Exercise directions => Reproduce, exactly and in full, only the lines below from the one containing "The CLI currently" through the one containing "- Resolve +".

Input data =>
Issue #852, opened 2026-06-05
feat(kernel): own principal attribution via per-connection session binding (supersede per-message publish-as)


joshuajbouw:
## Summary

`astrid:ipc/host.publish-as(topic, payload, principal)` lets a capsule publish a bus message stamped with a *chosen* principal instead of its own. It is the mechanism the CLI/uplink proxy uses to forward an authenticated socket client's principal onto the kernel's admin / capability-gating path.

This is **not a hole today** — it is gated and audited (see Current state). This issue proposes the longer-term evolution: move principal attribution into **core**, so identity stops being something a capsule re-asserts per message.

## Current state (acceptable, keep for now)

- **Gated:** `publish_as` returns `CapabilityDenied` unless the caller holds the uplink/`net_bind` capability. Only the one uplink (capsule-cli, the socket authority) can call it; a regular capsule cannot impersonate.
- **Audited:** every call emits an `astrid:ipc/host.publish-as` audit row.
- **Trusted, not verified:** the kernel trusts the uplink's stamp — the uplink owns the transport/handshake and is assumed to have authenticated that principal. So `publish-as` is a *per-message* principal assertion by a trusted uplink.

## Proposal

Identity is a kernel concern (the kernel is the trust authority). The catch is that the kernel cannot authenticate transport clients itself — the uplink owns the socket — so the uplink must assert transport-identity *somehow*. The cleaner shape is to change the **granularity** rather than delete the mechanism:

- **Per-connection session binding** instead of per-message `publish-as`: the uplink authenticates a client **once**, the kernel records `connection -> principal`, and subsequent messages on that connection auto-attribute. One assertion per session instead of per message shrinks the trust surface — a buggy or compromised uplink can no longer vary the principal mid-stream — and lets the kernel own attribution.
- **Provenance — forward-not-forge:** a capsule publishing as principal P is legitimate when it is *forwarding* a message it actually received from P, but not when it originates a P it never saw. A future design can make delegation traceable rather than blanket-trusted.
- Once attribution is connection-bound, `publish-as` can likely be **deprecated** (or narrowed to the forwarding case).

## Relationships

- Builds on the connection-lifecycle work (rfcs#29) — it already models connect/disconnect, the natural place to bind `connection -> principal`.
- Aligns with kernel-is-dumb: identity/gating is the kernel's job; the per-message re-assertion currently living in capsule-space is the thing to reclaim.

## Out of scope / non-goals

[...]

PR #896, opened 2026-06-10
feat(cli): add global --principal flag with per-connection stamping

### LINKED ISSUE #895: feat(cli): process-wide --principal flag with per-connection stamping
## Summary

The CLI currently attributes work via per-message principal stamps resolved ad hoc (active-agent context for admin commands, absent for most other sends). As a step toward per-connection session binding (#852), the CLI should act as exactly **one** principal for its whole process lifetime, declared up front and stamped consistently on every IPC message.

## Scope

- Global `--principal <NAME>` flag + `ASTRID_PRINCIPAL` env var; precedence: flag > env > active-agent context > `default`.
- Resolve + validate once at startup via `PrincipalId::new` (clear error naming the constraint).
- `SocketClient` binds the principal at connect time and stamps any outbound message that doesn't carry an explicit one — a single seam covering every CLI send path.
- Counterpart: the uplink proxy (capsule-cli) pins the first principal seen on a connection, auto-attributes unstamped messages to it, and drops conflicting stamps.

Gateway is out of scope (it stamps the verified bearer principal already).

joshuajbouw:
## Linked Issue

Closes #895 (step toward #852 per-connection session binding)

## Summary

The CLI now acts as exactly one principal for its whole process lifetime. The principal is resolved once at startup — precedence `--principal` flag > `ASTRID_PRINCIPAL` env > active-agent context (`astrid agent use`) > `default` — validated through `PrincipalId::new`, and stamped on every IPC message the process sends. The uplink proxy's counterpart change (capsule-cli) pins the first principal per connection and drops mismatches, so a consistent stream is now a correctness requirement, not a courtesy.

## Changes

- `crates/astrid-cli/src/cli.rs`: global `--principal` flag (`env = "ASTRID_PRINCIPAL"`).
- `crates/astrid-cli/src/principal.rs` (new): pure precedence/validation resolver + process-wide `OnceLock`; invalid input exits 1 naming the constraint.
- `crates/astrid-uplink/src/socket_client.rs`: `SocketClient::connect` now binds a principal; `send_message` stamps it on any message without an explicit one — one seam covering all CLI send paths. Explicit stamps (emit, mcp-watch publish-as attribution) win.
- `AdminClient`/`KernelClient` feed their `caller` into the binding; CLI call sites use the process principal.
- Gateway untouched (does not use `SocketClient`; stamps verified bearer principals as before).

Default behaviour is preserved: the kernel router already collapses absent → `PrincipalId::default()` (existing test at `kernel_router/mod.rs:921`), so messages that previously omitted the principal and now carry `default` behave identically.

## Test Plan

- Unit tests: precedence resolution (flag > env > default), invalid-principal rejection with constraint-naming message, boundary lengths.
- CI gates: check/fmt/clippy/test workspace, all green.
- Verified live against a real daemon (isolated `ASTRID_HOME`): `--principal alice` flows end-to-end (connection binds alice, kernel capability gate keys off alice, results demux back to the alice-bound client); invalid principal errors before any connection; unprovisioned principal fails closed at the kernel gate.


joshuajbouw:
Addressed the principal-binding review (4f7cc38): `watch.rs` (both sites) and `astrid-emit` now bind the uplink to the resolved principal via `PrincipalId::new` instead of `PrincipalId::default()`. As the `principal` module itself documents, the proxy pins the first principal per connection and drops mismatched stamps — so a default-bound connection would silently drop the explicitly-stamped enumerate/hook messages for any non-`default` principal. `watch::run` treats an invalid principal as non-fatal (logs, disables live-reload pushes); enumerate/emit propagate. Build + clippy + emit lib tests green.

PR #907, opened 2026-06-15
fix(capsule-install): materialize home://wit mirror so introspection tools work

### LINKED ISSUE #906: introspection: home://wit is never populated so list_interfaces/read_interface fail
## Summary

The system capsule (`capsule-system`) exposes two LLM introspection tools, `list_interfaces` and `read_interface`, that read WIT interface contracts from `home://wit/` (constant `WIT_DIR = "home://wit"`). That directory is **never populated**, so both tools fail with "WIT directory not found".

## Root cause

The actual WIT content lives only in the system-level content-addressed store at `AstridHome::wit_dir()` = `~/.astrid/wit/{blake3hex}.wit`. Each installed capsule's `meta.json` carries `wit_files: HashMap<String, String>` mapping the original relative WIT filename (e.g. `broker.wit`, `deps/astrid-contracts/astrid-contracts.wit`) to its BLAKE3 hex hash. Install writes those content-addressed blobs via `astrid-capsule-install` (`content_address_wit` -> `home.wit_dir()`).

The capsule cannot reach that content store from capsule-space: its capability is `fs_read = ["home://"]`, and no VFS scheme resolves to `~/.astrid/wit/`. So the introspection tools see an empty (nonexistent) directory.

## Fix direction

At capsule-install time, after the WIT files are content-addressed into the store, also materialize a readable copy into the installing principal's `home://wit/` directory (`<principal_home>/wit/<basename>`), so the introspection tools can read them. This belongs in the shared install machinery (`astrid-capsule-install`) so both the CLI install path and the kernel `InstallCapsule` handler get it. Names are flattened to basename (`read_interface` rejects names containing `/`), dedup by basename, idempotent on re-install.

Verified manually: materializing `home://wit/` for the `default` principal makes both tools return real WIT content.

joshuajbouw:
## Linked Issue

Closes #906

## Summary

The system capsule's `list_interfaces` / `read_interface` introspection tools read WIT
interface contracts from `home://wit/`, but that directory was never populated. The actual
WIT content lives only in the BLAKE3-keyed content store at `~/.astrid/wit/`, which no VFS
scheme reaches from capsule-space (the system capsule's `fs_read` grant is `home://` only),
so both tools failed with "WIT directory not found".

This makes capsule install also materialize each capsule's content-addressed WIT into the
installing principal's `home://wit/` directory, so the introspection tools can read it. The
change lives in the shared `astrid-capsule-install` machinery, so both the CLI install path
and the kernel `InstallCapsule` handler get it.

## Changes

- `wit.rs`: new `materialize_wit_mirror(home, principal, wit_files)` — resolves
  `<principal_home>/wit/`, reads each blob back from the content store by hash, and writes a
  copy named by the WIT file's basename (`read_interface` rejects names containing `/`, so
  nested paths like `deps/astrid-contracts/astrid-contracts.wit` are flattened). Idempotent:
  byte-identical files are skipped, otherwise last-writer-wins via atomic temp + rename.
- `paths.rs`: new `install_principal()` — single source of truth for the install-target
  principal. `resolve_target_dir`, `resolve_env_path`, and the WIT mirror all resolve through
  it instead of each hardcoding `PrincipalId::default()`, so the capsule directory, env
  config, and interface mirror can never drift to different homes (per-principal installs
  become a one-line change here).
- `local.rs`: call the mirror after `write_meta`, passing `install_principal()`. Best-effort
  — a mirror failure logs a warning but does not roll back an otherwise-successful install
  (it degrades introspection visibility, not the install itself).
- `lib.rs`: re-export `content_address_wit` and `materialize_wit_mirror`.
- No host fn, VFS scheme, capability, or WIT/`.wit` change; content-store behavior untouched.

## Test Plan

- New `install_materializes_home_wit_mirror`: installs a capsule with a top-level and a
  nested WIT file; asserts both appear in `<home>/wit/` by basename with correct content and
  that the mirror is flat (no nested dirs leak through).
- New `install_wit_mirror_is_idempotent`: installs twice; asserts no error, identical
  content, and exactly one file (no temp-file leftovers).
- `cargo fmt --all -- --check`, `cargo clippy -p astrid-capsule-install --all-features
  --all-targets -- -D warnings`, `cargo test -p astrid-capsule-install` (10 passed), and
  `cargo check --workspace --all-features` all green.

## Notes / follow-ups

- Runs at install time, so already-installed capsules need a reinstall to backfill their WIT
  into `home://wit/`. A one-shot reconcile on daemon boot (or `astrid capsule reinstall
  --all`) would light up existing installs without manual reinstall — left as a follow-up.
- Alternative considered: a read-only `wit://` VFS scheme so the tool resolves the hash
  pointer and fetches the blob on demand with no per-principal duplication. Heavier (touches
  VFS resolution + a capability grant); deferred in favour of this zero-security-surface
  install-time mirror.


joshuajbouw:
Rebased onto current main (resolves the conflict) and addressed the review (e9c3e18):
- `materialize_wit_mirror` removes the partial temp file if `std::fs::write` fails (mirrors the existing rename-failure cleanup).
- Iterates `wit_files` in `rel_path`-sorted order so the basename-collision last-writer-wins outcome is deterministic, not HashMap-order-dependent.
- Reworded the `principal` doc to describe it as the mirror home target (workspace installs put the capsule dir under `<cwd>/.astrid`).
- Test `wit_mirror_dir` now resolves via `paths::install_principal()` instead of a hardcoded `PrincipalId::default()`.

Left the Windows rename-over-existing finding as-is: the daemon targets Linux/macOS (bwrap/seatbelt), so `cfg(windows)` overwrite handling would be untestable scope creep. Build + clippy + tests green.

Solution below =>
The CLI currently attributes work via per-message principal stamps resolved ad hoc (active-agent context for admin commands, absent for most other sends). As a step toward per-connection session binding (#852), the CLI should act as exactly **one** principal for its whole process lifetime, declared up front and stamped consistently on every IPC message.

## Scope

- Global `--principal <NAME>` flag + `ASTRID_PRINCIPAL` env var; precedence: flag > env > active-agent context > `default`.
- Resolve + validate once at startup via `PrincipalId::new` (clear error naming the constraint).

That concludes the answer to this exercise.